Me encanta la bicicleta porque es un medio silencioso, que permite recorrer distancias notables sin aislarte del entorno. Puedes escuchar, mirar, pararte, oler... También a pie, pero es difícil llegar tan lejos. Han sido 110 km de una experiencia excelente. Desde aquí agradezco a quienes mantienen esas vías verdes, esos paseos naturales, que nos permiten conocer la belleza de nuestros paisajes, apreciar lo que nos rodea y disfrutar lo que Dios nos regala.
Me venía a la cabeza esta idea en los últimos días, en los que he estado disfrutando del paseo en bicicleta a lo largo de dos vías verdes que atraviesan el centro-oeste de la Península: el camino natural de las Vegas del Guadiana y la vía verde de la Jara. Ambas son muy recomendables para quienes aprecian el paisaje, en España casi siempre imbricado de acción humana y presencia natural. Las dehesas de un verdor agradecido en esta época del año, las encinas recien rebrotadas, los matorrales mediterráneos -la jara, el espliego, la retama-, adornadas con sus mejores flores. Todo eso es evidente a la vista, incluso al viajero menos contemplativo. Sin embargo, no resulta tan obvio apreciar la belleza de los sonidos, quizá porque vivimos en una sociedad que huye despavorida del silencio. Una primavera silenciosa sería ciertamente muy trágico: sin las aves que nos observan desde la altura, se interrumpirían muchos ciclos naturales que nos acabarían afectando irremediablemente. Pero las aves, como cualquier otro elemento de la naturaleza, no sólo sirven para servirnos. Está ahí porque Dios ha querido que estén, porque forman una parte imprescindible del concierto de la vida: sin ellas no habría orquesta, nada sonaría igual. Necesitamos apreciarlas, escucharlas, pensar en lo que nos transmiten. Deberíamos escuchar más a menudo, no sólo a otras personas, no sólo a músicas grabadas en aparatos más o menos sofisticados. Escuchar los sonidos del ambiente, abrirnos al exterior, reconocer que hay belleza, vida, complemento de nuestra propia existencia más allá de nosotros mismos, de nuestros limitados intereses.
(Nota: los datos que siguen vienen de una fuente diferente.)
PR #1116, opened 2022-08-19
Support link `--overwrite` with `brew "formula", link: :overwrite`

### LINKED ISSUE #1062: feature request: support brew link --overwrite
To handle cases like:
```
Using kubernetes-cli
Linking kubernetes-cli formula.
Linking /usr/local/Cellar/kubernetes-cli/1.23.4...
Error: Could not symlink bin/kubectl
Target /usr/local/bin/kubectl
already exists. You may want to remove it:
  rm '/usr/local/bin/kubectl'

To force the link and overwrite all conflicting files:
  brew link --overwrite kubernetes-cli

To list all files that would be deleted:
  brew link --overwrite --dry-run kubernetes-cli
```

jeremy:
Implies `--force` for uniform usage with keg-only formulae.

Closes #1062.

### DIFF
--- a/lib/bundle/brew_installer.rb
+++ b/lib/bundle/brew_installer.rb
@@ -92,6 +92,9 @@ module Bundle
 
     def link_change_state!(verbose: false)
       case @link
+      when :overwrite
+        puts "Overwriting links for #{@name} formula." if verbose
+        Bundle.system(HOMEBREW_BREW_FILE, "link", "--force", "--overwrite", @name, verbose: verbose)
       when true
         unless linked_and_keg_only?
           puts "Force-linking #{@name} formula." if verbose
--- a/README.md
+++ b/README.md
@@ -33,12 +33,12 @@ tap "user/tap-repo", "https://user@bitbucket.org/user/homebrew-tap-repo.git", fo
 # set arguments for all 'brew install --cask' commands
 cask_args appdir: "~/Applications", require_sha: true
 
-# 'brew install'
-brew "imagemagick"
+# 'brew install', 'brew link'
+brew "imagemagick@6", link: true
 # 'brew install --with-rmtp', 'brew services restart' on version changes
 brew "denji/nginx/nginx-full", args: ["with-rmtp"], restart_service: :changed
-# 'brew install', always 'brew services restart', 'brew link', 'brew unlink mysql' (if it is installed)
-brew "mysql@5.6", restart_service: true, link: true, conflicts_with: ["mysql"]
+# 'brew install', always 'brew services restart', 'brew link --overwrite', 'brew unlink mysql' (if it is installed)
+brew "mysql@5.6", restart_service: true, link: :overwrite, conflicts_with: ["mysql"]
 
 # 'brew install --cask'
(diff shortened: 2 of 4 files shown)


jacobbednarz (approved):
this seems reasonable to me given the previous discussion on it. @MikeMcQuaid do you have any reservations about the API here?

lib/bundle/brew_installer.rb
```diff
@@ -92,6 +92,9 @@ def service_change_state!(verbose:)
 
     def link_change_state!(verbose: false)
       case @link
+      when :overwrite
+        puts "Overwriting links for #{@name} formula." if verbose
+        Bundle.system(HOMEBREW_BREW_FILE, "link", "--force", "--overwrite", @name, verbose: verbose)
```
MikeMcQuaid, line 97: Are you sure `--force` is needed here? That should only be needed if it's keg-only.

MikeMcQuaid (commented):
I'm 👍🏻 with this being done. I do wonder if we want a similar DSL/status for casks to be consistent there?

lib/bundle/brew_installer.rb
jeremy: Right - it's meant to support overwriting links with a keg-only formula. Given that `--force` is effectively a no-op for non-key-only formulae, I figured it's clearer to use a single invocation that works for any formula.

MikeMcQuaid: @jeremy I think `--force` should only be passed when it's keg-only, we have that information already in memory and it feels like a cleaner implementation.

jeremy: That state ("keg-only and unlinked") is not presently available, but could be with changes to BrewDumper.

BrewDumper.formulae sets `link?` to one of three values which capture four distinct states:
| dumped | logic | keg_only | linked |
|---|---|---|---|
| `link?: true` | keg_only? && linked? | true | true |
| `link?: false` | !keg_only? && !linked? | false | false |
| `link?: nil` | keg_only? && !linked? | true | false |
| `link?: nil` | !keg_only? && linked? | false | true |

We could have BrewDumper use `link?: :overwrite` to capture the `keg_only? && !linked?` state, or we could split the compound `link?` state into `linked?` and `keg_only?` booleans.

MikeMcQuaid: > We could have BrewDumper use link?: :overwrite to capture the keg_only? && !linked? state, or we could split the compound link? state into linked? and keg_only? booleans.

Fine with either option 👍🏻

swrobel:
Would be sweet to get this merged. It's the one thing holding our team back from using a Brewfile

MikeMcQuaid:
@swrobel Note sure why the 😕 response here. You commented on a closed PR where I've given feedback on what needs to be changed. This is open source: we're all volunteers here and if this is blocking your team: you or your team can do the remaining work to get this over the line/

swrobel:
Fair enough. What I saw last night was that it had been approved by @jacobbednarz, yet left unmerged. I didn't realize changes were requested.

Me encanta la bicicleta porque es un medio silencioso, que permite recorrer distancias notables sin aislarte del entorno. Puedes escuchar, mirar, pararte, oler... También a pie, pero es difícil llegar tan lejos. Han sido 110 km de una experiencia excelente. Desde aquí agradezco a quienes mantienen esas vías verdes, esos paseos naturales, que nos permiten conocer la belleza de nuestros paisajes, apreciar lo que nos rodea y disfrutar lo que Dios nos regala.